The artists Norbert Bisky and Erez Israeli are swapping their studios in spring 2015.

19.03.2015
© dpa/Bernd Wüstneck - Norbert Bisky
Norbert Bisky is regarded as one of Germany’s leading contemporary artists. Just recently, until mid-February 2015, the Baltic Sea city of Rostock devoted a major exhibition to the artist, who was born in Leipzig in 1970. It presented 80 paintings from all periods of his creative work.
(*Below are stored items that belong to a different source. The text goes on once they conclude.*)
PR #211, opened 2020-08-16
Support ${workspaceFolder} for buildifier path

dapirian:
https://github.com/bazelbuild/vscode-bazel/issues/180

### DIFF
--- a/src/buildifier/buildifier.ts
+++ b/src/buildifier/buildifier.ts
@@ -165,7 +165,10 @@ export function getDefaultBuildifierExecutablePath(): string {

The exhibition prompted Art, the German fine arts magazine, to publish a 16-page feature describing how Bisky’s art has changed in recent years: from bright and colourful subjects featuring young men with curly blond hair to dark, gloomy and explosive landscapes. It may well be the case that Bisky’s view of the world is currently undergoing another fundamental transformation: in spring 2015 he is spending several weeks as visiting artist in Tel Aviv. Organised by schir – Art in the German-Israeli Context, an initiative by Friederike Schir that realises projects between cultural professionals in German-speaking countries and Israel, Bisky and the Israeli artist Erez Israeli are swapping their studios in Berlin and Tel Aviv for a number of weeks. Whether this shift in perspective has any influence on the work of the two artists can be discovered in 2016, when Galerie Crone and Givon Art Gallery stage exhibitions in Tel Aviv in which the results of the studio swap are presented. In spring 2015 both artists show their works already in two exhibitions in Berlin.